Maybe the latter will be a separate ‘Complexity’ come PF3.


PossibleCabbage wrote:

I think the basic issue with the Investigator is that it's difficult for some people to weigh "combat abilities" against "non-combat abilities". Pathfinder 2e kind of sequesters combat abilities into "class feats" and non-combat abilities into "skill feats" but the Investigator breaks that assumption.

But the right way to design a class called "the Investigator" is "whenever there's a thing that needs figuring out, that guy/gal/etc. is the one you want to have around."

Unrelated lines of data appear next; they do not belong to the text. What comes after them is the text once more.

PR #1154, opened 2026-08-12
fix(evm): require same-block withdrawal finalization

klkvr:
A Zone block can currently emit WithdrawalRequested without including finalizeWithdrawalBatch, even though the builder and settlement recovery assume all requests are finalized in the same block. This PR makes that builder behavior a consensus rule by rejecting such blocks in ZoneBlockExecutor::finish; because SPF replay uses the same executor, the rule is enforced in both node execution and proof replay.


0xrusowsky (approved):
nice!

mattsse (approved):

PR #1156, opened 2026-08-12
fix(genesis): remove account prefunding

mattsse:
## What changed

Remove the hard-coded native balance assignments for the zone admin and sequencer from generated genesis allocations. Refresh the bundled node genesis and checked-in root genesis fixture so both reflect the generator output.

## Why

Zones charge transaction fees in the configured TIP-20 fee token, so these operational accounts do not need placeholder native balances. Keeping the assignments unnecessarily mutates the generated genesis state and suggests that native funds are required.

## Impact

Newly generated zone genesis files no longer prefund the admin or sequencer with native balance. The bundled development genesis now has the same behavior. Existing deployed zones are unaffected.

### DIFF
--- a/crates/node/assets/zone-dev-genesis.json
+++ b/crates/node/assets/zone-dev-genesis.json
@@ -74,7 +74,7 @@
       "nonce": "0x1"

I think there's room for an Investigator to wreck people like the RDJ version of Sherlock Holmes did and that the team missed the mark on making melee Investigators satisfying to play.


those scene are amazing

was thinking exactly that the minute start reading investigator

tried for hours to figure out how to make martial artist investigator work

one inch punch require expert strike which is a specific monk class feature so investigator can not take them raw

grievous blow seem to be the best with a d10 stance strength monk at the time


25speedforseaweedleshy wrote:

those scene are amazing

was thinking exactly that the minute start reading investigator

tried for hours to figure out how to make martial artist investigator work

one inch punch require expert strike which is a specific monk class feature so investigator can not take them raw

grievous blow seem to be the best with a d10 stance strength monk at the time

There's definitely room for an improvised weapon and unarmed strike build to be created for the Investigator.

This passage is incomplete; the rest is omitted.